[EXERCISE MATERIALS]

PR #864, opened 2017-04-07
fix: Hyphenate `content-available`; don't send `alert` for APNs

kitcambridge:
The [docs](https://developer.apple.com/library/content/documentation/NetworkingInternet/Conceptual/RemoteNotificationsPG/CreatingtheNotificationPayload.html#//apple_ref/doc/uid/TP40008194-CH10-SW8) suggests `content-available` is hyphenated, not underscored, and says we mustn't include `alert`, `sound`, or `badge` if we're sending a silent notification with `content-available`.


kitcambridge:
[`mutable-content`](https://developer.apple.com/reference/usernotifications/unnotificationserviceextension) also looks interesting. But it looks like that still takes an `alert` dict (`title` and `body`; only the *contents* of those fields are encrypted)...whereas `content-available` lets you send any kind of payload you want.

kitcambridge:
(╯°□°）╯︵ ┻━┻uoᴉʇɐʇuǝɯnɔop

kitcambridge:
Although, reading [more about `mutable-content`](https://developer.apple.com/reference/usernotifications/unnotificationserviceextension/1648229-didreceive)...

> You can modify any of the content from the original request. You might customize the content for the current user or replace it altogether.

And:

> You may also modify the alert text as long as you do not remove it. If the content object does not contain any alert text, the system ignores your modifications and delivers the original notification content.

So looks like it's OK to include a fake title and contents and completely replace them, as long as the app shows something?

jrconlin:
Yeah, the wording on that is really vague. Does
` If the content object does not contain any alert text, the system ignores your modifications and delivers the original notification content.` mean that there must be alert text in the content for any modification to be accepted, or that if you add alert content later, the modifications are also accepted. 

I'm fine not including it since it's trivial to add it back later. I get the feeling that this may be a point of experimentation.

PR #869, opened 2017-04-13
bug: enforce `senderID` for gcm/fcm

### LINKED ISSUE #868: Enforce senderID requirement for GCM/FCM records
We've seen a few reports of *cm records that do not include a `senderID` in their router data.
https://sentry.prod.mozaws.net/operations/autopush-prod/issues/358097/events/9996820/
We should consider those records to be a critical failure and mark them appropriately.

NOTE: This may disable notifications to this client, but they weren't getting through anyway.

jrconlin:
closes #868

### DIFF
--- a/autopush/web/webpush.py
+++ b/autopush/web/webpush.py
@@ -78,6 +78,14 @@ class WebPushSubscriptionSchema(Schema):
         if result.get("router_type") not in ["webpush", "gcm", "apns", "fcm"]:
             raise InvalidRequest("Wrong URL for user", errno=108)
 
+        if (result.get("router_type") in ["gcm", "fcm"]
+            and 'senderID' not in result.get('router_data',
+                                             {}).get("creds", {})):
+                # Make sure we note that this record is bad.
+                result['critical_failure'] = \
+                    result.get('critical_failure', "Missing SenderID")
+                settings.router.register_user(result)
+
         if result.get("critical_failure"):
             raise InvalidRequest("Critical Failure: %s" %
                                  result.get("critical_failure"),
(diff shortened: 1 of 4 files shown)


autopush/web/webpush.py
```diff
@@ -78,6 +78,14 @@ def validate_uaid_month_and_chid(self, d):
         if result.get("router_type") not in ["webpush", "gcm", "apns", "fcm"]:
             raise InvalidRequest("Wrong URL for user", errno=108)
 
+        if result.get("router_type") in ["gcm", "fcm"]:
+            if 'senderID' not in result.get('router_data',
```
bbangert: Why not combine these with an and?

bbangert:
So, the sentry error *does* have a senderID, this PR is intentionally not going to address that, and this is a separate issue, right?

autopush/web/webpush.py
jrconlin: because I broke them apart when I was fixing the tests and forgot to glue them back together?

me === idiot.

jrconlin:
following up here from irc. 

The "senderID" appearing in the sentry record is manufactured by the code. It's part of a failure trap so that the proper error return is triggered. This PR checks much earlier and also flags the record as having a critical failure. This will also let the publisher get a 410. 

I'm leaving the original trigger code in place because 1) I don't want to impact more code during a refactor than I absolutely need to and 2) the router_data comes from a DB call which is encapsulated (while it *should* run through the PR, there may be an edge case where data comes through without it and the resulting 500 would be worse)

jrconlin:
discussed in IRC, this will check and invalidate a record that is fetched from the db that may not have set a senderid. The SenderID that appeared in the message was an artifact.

[/EXERCISE MATERIALS]
[EXERCISE MATERIALS]

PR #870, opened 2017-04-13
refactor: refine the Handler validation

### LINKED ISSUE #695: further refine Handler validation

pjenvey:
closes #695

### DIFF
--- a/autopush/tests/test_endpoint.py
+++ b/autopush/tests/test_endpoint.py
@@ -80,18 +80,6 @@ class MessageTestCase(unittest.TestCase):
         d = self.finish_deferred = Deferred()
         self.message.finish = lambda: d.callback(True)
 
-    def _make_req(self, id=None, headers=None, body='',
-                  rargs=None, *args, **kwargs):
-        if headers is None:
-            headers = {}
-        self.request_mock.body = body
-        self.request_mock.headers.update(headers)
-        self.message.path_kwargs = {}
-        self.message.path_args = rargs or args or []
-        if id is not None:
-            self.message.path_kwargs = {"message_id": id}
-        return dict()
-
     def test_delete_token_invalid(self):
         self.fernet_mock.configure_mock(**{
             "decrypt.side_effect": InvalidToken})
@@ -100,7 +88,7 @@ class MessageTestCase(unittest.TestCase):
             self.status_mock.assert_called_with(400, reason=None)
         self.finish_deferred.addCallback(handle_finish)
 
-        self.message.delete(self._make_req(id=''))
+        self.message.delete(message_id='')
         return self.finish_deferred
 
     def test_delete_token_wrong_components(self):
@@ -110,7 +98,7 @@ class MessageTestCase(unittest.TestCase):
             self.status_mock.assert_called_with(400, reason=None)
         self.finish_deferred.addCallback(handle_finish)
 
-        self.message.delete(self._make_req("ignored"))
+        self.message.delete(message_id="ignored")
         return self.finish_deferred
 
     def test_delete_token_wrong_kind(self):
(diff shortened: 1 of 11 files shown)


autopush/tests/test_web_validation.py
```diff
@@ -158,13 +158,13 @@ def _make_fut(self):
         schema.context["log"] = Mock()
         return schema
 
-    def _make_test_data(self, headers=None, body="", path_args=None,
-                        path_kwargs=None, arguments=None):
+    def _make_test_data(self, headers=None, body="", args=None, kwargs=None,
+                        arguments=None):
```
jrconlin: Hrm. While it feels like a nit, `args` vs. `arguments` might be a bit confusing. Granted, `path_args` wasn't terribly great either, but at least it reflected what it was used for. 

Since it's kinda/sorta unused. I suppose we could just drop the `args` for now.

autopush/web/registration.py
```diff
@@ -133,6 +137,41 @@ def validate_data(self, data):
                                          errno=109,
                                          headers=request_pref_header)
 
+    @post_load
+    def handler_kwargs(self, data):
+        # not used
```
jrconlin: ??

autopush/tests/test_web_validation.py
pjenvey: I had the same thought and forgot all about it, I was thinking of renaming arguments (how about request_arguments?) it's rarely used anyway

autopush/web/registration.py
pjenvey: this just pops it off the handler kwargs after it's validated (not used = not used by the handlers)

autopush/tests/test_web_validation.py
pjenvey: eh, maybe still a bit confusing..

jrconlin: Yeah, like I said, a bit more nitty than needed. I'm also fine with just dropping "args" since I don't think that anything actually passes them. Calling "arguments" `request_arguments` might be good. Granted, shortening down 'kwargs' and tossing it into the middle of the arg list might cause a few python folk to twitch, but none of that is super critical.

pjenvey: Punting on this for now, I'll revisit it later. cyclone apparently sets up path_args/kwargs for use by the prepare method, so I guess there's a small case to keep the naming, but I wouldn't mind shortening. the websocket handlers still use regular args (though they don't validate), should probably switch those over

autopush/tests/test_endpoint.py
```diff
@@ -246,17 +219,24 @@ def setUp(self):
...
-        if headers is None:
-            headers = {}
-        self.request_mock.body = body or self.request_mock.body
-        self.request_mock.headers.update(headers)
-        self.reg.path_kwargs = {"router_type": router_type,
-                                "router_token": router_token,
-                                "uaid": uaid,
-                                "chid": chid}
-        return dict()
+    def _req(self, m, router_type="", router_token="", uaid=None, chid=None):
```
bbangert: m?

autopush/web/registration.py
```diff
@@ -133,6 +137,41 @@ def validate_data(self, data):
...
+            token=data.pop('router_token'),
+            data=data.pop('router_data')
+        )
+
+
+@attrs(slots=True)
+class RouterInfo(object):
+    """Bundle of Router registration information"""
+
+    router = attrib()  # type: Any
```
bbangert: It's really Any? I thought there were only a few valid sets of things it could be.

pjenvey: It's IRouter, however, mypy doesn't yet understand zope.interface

[/EXERCISE MATERIALS]
[EXERCISE MATERIALS]

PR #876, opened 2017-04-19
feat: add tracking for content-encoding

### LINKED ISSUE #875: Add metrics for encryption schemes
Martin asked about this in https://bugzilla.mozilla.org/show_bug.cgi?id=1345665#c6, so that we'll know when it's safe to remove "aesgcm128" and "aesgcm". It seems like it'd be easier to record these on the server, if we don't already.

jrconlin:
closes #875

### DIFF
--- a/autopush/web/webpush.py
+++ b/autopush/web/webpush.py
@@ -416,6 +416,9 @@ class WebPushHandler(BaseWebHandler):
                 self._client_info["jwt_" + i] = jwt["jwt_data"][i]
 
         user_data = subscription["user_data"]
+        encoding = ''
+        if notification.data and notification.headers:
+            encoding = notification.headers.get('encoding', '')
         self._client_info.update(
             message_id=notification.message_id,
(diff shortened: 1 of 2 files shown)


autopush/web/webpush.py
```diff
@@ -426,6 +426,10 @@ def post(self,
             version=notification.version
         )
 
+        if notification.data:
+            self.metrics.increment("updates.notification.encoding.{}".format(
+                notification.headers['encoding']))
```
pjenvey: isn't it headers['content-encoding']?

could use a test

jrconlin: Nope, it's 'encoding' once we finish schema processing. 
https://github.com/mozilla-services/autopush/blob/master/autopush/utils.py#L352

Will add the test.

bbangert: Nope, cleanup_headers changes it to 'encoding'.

[/EXERCISE MATERIALS]

# [WHAT TO DO]
Write down again, exactly as given, only the lines above that fall from the line with "PR #864, opened 2017-04-07" to the line with "are also accepted.", inclusive.

# [OUTPUT OF THE TASK]
PR #864, opened 2017-04-07
fix: Hyphenate `content-available`; don't send `alert` for APNs

kitcambridge:
The [docs](https://developer.apple.com/library/content/documentation/NetworkingInternet/Conceptual/RemoteNotificationsPG/CreatingtheNotificationPayload.html#//apple_ref/doc/uid/TP40008194-CH10-SW8) suggests `content-available` is hyphenated, not underscored, and says we mustn't include `alert`, `sound`, or `badge` if we're sending a silent notification with `content-available`.


kitcambridge:
[`mutable-content`](https://developer.apple.com/reference/usernotifications/unnotificationserviceextension) also looks interesting. But it looks like that still takes an `alert` dict (`title` and `body`; only the *contents* of those fields are encrypted)...whereas `content-available` lets you send any kind of payload you want.

kitcambridge:
(╯°□°）╯︵ ┻━┻uoᴉʇɐʇuǝɯnɔop

kitcambridge:
Although, reading [more about `mutable-content`](https://developer.apple.com/reference/usernotifications/unnotificationserviceextension/1648229-didreceive)...

> You can modify any of the content from the original request. You might customize the content for the current user or replace it altogether.

And:

> You may also modify the alert text as long as you do not remove it. If the content object does not contain any alert text, the system ignores your modifications and delivers the original notification content.

So looks like it's OK to include a fake title and contents and completely replace them, as long as the app shows something?

jrconlin:
Yeah, the wording on that is really vague. Does
` If the content object does not contain any alert text, the system ignores your modifications and delivers the original notification content.` mean that there must be alert text in the content for any modification to be accepted, or that if you add alert content later, the modifications are also accepted. 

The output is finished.